**Problem requirements**. Every line below between the one holding "This PR fixes" and the one holding "logical.h.min(output_geometry.size.h as f64).next_down();", inclusive, should be copied exactly, and no other line.

**Exercise inputs**.
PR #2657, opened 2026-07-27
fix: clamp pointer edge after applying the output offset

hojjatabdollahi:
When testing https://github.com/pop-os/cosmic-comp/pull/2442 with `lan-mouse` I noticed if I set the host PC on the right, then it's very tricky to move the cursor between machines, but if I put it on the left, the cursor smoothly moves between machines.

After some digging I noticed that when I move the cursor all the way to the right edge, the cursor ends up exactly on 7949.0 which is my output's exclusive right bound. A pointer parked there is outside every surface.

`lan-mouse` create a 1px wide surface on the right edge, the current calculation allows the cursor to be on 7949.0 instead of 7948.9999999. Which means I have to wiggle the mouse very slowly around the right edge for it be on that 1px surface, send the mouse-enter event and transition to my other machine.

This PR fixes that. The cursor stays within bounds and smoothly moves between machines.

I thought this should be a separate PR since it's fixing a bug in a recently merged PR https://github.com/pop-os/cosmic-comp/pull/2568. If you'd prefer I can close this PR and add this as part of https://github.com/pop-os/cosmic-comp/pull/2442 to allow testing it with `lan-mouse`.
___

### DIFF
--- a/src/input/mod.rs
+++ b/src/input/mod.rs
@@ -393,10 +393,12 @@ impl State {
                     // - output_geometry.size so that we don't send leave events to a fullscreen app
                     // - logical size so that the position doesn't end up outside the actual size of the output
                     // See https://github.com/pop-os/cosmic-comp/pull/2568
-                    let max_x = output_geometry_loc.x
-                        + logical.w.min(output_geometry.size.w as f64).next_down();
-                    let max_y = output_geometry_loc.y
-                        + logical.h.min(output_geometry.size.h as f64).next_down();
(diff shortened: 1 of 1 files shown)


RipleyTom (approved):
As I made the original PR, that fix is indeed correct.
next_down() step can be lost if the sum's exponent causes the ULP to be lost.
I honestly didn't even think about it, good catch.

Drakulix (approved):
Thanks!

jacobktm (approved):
--
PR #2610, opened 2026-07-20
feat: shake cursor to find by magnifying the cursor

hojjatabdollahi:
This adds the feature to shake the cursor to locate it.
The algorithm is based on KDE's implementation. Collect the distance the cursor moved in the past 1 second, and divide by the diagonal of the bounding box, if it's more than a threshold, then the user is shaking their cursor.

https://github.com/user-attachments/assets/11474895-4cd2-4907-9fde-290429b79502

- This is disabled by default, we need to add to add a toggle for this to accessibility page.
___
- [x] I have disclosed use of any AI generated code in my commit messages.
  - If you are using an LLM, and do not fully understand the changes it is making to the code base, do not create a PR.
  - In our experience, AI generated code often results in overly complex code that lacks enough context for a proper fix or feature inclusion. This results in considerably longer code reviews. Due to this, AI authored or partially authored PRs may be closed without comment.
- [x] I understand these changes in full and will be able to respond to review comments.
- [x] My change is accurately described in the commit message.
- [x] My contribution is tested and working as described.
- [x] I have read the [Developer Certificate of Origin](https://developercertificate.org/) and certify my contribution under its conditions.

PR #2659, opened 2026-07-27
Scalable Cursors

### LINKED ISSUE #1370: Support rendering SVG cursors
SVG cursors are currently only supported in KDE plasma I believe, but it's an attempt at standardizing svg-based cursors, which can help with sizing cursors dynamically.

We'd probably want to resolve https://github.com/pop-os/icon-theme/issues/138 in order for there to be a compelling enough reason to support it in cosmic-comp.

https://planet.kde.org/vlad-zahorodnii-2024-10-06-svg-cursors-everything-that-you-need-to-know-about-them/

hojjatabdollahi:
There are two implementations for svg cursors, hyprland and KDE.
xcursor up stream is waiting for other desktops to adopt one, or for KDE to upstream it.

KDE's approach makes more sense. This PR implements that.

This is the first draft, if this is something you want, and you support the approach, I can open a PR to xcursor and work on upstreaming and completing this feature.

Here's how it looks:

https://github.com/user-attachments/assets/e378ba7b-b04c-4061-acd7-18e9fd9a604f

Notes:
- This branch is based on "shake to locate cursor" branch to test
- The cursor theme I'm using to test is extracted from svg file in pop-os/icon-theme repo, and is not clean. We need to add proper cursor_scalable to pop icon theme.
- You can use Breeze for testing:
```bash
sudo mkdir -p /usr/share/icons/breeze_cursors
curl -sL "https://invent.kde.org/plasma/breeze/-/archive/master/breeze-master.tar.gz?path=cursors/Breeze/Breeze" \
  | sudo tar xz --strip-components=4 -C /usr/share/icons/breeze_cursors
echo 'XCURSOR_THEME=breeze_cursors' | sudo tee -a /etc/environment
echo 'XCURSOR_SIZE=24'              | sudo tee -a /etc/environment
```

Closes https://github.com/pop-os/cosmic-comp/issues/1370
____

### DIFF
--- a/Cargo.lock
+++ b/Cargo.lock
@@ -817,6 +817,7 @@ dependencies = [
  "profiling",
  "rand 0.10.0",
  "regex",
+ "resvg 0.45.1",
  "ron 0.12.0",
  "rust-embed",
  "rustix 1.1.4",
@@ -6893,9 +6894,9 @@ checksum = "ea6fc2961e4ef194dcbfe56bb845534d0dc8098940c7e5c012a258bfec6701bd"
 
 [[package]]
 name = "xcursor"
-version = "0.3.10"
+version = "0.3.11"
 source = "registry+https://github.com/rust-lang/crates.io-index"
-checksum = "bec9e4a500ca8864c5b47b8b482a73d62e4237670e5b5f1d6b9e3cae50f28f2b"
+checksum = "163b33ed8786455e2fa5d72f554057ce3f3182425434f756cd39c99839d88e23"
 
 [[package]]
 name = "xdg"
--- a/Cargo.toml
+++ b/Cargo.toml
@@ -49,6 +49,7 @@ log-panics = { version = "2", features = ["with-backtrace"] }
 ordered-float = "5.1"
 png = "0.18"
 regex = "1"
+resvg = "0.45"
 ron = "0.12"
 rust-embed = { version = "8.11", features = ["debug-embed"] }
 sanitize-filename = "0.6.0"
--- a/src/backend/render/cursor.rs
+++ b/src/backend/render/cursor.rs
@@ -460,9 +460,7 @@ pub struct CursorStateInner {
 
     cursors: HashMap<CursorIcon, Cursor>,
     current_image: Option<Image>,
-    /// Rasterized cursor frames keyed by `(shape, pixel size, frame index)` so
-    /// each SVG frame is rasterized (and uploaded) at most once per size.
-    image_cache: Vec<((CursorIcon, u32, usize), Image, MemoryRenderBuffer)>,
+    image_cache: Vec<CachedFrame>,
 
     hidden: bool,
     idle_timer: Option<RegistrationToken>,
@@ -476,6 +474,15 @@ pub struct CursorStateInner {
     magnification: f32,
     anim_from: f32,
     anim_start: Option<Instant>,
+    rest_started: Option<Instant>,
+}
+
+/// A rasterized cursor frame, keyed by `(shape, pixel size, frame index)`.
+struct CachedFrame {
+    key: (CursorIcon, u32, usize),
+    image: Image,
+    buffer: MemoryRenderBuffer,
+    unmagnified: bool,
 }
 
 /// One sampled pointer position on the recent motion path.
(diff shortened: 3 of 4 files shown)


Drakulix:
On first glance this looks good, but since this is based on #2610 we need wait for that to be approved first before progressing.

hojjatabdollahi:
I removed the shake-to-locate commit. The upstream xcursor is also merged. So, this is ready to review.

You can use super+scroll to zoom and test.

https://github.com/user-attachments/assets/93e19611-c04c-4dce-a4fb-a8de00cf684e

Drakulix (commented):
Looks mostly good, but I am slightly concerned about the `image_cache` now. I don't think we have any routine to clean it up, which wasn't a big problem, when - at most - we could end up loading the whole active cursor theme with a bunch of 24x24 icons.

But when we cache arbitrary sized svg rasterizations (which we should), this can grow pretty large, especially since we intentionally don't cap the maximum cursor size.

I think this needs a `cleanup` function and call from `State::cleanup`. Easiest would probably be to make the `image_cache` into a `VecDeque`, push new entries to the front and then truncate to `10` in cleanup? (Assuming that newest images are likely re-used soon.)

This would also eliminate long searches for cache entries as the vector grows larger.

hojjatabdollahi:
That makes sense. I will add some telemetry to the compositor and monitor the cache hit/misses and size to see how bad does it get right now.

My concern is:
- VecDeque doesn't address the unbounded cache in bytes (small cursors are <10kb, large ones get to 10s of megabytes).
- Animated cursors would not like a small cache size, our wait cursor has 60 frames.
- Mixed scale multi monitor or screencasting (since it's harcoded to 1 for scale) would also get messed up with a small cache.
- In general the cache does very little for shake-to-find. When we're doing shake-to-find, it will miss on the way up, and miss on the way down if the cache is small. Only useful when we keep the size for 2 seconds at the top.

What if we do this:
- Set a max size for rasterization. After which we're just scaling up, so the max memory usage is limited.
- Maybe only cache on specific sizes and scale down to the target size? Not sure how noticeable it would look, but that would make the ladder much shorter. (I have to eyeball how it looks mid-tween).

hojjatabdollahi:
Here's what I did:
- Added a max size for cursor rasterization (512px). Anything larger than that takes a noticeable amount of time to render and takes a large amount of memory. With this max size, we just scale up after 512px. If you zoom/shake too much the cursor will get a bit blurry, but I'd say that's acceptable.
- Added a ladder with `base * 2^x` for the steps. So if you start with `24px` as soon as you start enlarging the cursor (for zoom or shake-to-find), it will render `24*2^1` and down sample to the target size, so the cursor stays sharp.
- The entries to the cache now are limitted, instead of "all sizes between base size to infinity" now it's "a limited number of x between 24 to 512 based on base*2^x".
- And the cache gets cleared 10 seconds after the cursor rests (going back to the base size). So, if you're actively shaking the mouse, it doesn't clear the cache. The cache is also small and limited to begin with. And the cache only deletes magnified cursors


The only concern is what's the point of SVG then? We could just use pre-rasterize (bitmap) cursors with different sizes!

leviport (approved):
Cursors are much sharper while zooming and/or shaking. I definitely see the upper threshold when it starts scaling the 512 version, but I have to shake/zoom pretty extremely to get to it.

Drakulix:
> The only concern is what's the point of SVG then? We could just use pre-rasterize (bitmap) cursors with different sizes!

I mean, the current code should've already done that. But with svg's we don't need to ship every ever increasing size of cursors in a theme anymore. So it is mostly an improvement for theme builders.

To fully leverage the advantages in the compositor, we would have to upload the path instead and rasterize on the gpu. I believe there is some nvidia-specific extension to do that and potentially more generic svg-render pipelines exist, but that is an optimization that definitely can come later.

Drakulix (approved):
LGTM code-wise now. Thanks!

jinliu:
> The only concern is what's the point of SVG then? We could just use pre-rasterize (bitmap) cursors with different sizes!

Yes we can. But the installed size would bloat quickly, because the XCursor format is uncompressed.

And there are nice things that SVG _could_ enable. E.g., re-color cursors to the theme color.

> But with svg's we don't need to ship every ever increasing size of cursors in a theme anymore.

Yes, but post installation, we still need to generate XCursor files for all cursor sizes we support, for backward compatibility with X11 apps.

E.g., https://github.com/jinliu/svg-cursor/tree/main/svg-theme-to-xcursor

**Solution for this problem**.
This PR fixes that. The cursor stays within bounds and smoothly moves between machines.

I thought this should be a separate PR since it's fixing a bug in a recently merged PR https://github.com/pop-os/cosmic-comp/pull/2568. If you'd prefer I can close this PR and add this as part of https://github.com/pop-os/cosmic-comp/pull/2442 to allow testing it with `lan-mouse`.
___

### DIFF
--- a/src/input/mod.rs
+++ b/src/input/mod.rs
@@ -393,10 +393,12 @@ impl State {
                     // - output_geometry.size so that we don't send leave events to a fullscreen app
                     // - logical size so that the position doesn't end up outside the actual size of the output
                     // See https://github.com/pop-os/cosmic-comp/pull/2568
-                    let max_x = output_geometry_loc.x
-                        + logical.w.min(output_geometry.size.w as f64).next_down();
-                    let max_y = output_geometry_loc.y
-                        + logical.h.min(output_geometry.size.h as f64).next_down();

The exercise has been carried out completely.